(Beginning of Material provided)

PR #1201, opened 2019-01-02
PLAT-863 | Enable tag deletion

rogatty:
https://bethink.atlassian.net/browse/PLAT-863
Follow up to https://github.com/bethinkpl/wnl-platform/pull/1192

### DIFF
--- a/app/Http/Controllers/Api/PrivateApi/TaggablesApiController.php
+++ b/app/Http/Controllers/Api/PrivateApi/TaggablesApiController.php
@@ -4,7 +4,9 @@ use App\Http\Controllers\Api\ApiController;
 use App\Http\Requests\Course\MoveTaggable;
 use App\Models\Tag;
 use App\Models\Taggable;
+use Illuminate\Database\Query\Builder;
 use Illuminate\Http\Request;
+use Illuminate\Support\Facades\DB;
 
 class TaggablesApiController extends ApiController {
 	public function __construct(Request $request) {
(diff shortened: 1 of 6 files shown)


app/Models/Tag.php
```diff
@@ -32,37 +33,47 @@ public function taxonomies()
...
-	public function isRenameAllowed() {
-		// TODO
-		return false;
-		// SlidesFromCategory command uses hardcoded tag names
-		 return !$this->isCategoryTag();
+	public function isRenameAllowed()
+	{
+		// `Prezentacja` tag doesn't have a protected taggable but needs to be protected anyway
+		// It is used to display QnA below presentation but not intro, quiz questions etc.
+		return $this->name !== 'Prezentacja' &&
```
kvas-damian: Please use String constant

app/Http/Controllers/Api/PrivateApi/TaggablesApiController.php
```diff
@@ -23,22 +25,38 @@ public function batchMove(MoveTaggable $request, $sourceTagId) {
...
-			->update(['tag_id' => $targetTag->id]);
-
-		return $this->respondOk([
-			'taggables_moved' => $taggablesMoved
-		]);
+		$transactionResult = DB::transaction(function () use ($targetTag, $sourceTag) {
+			$taggablesDeleted = Taggable::where('tag_id', $sourceTag->id)
+				->whereExists(function ($query) use ($targetTag) {
+					/** @var $query Builder */
+					$query->select(DB::raw(1))
```
kvas-damian: this solution performs a subquery for every row with `sourceTag`. Instead, you can select all ids you want to delete in one query and put it into where:
`delete from taggables where id in (select id from (select t1.id from taggables t1 join taggables t2 on t1.taggable_id = t2.taggable_id and t1.taggable_type = t2.taggable_type where t1.tag_id = 28 and t2.tag_id = 39) as tmp);`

(End of Material provided)

Work instruction: Filter the listing above by the word "return"; copy each line that passes.

Written answer:
-		return false;
-		 return !$this->isCategoryTag();
+		return $this->name !== 'Prezentacja' &&
-		return $this->respondOk([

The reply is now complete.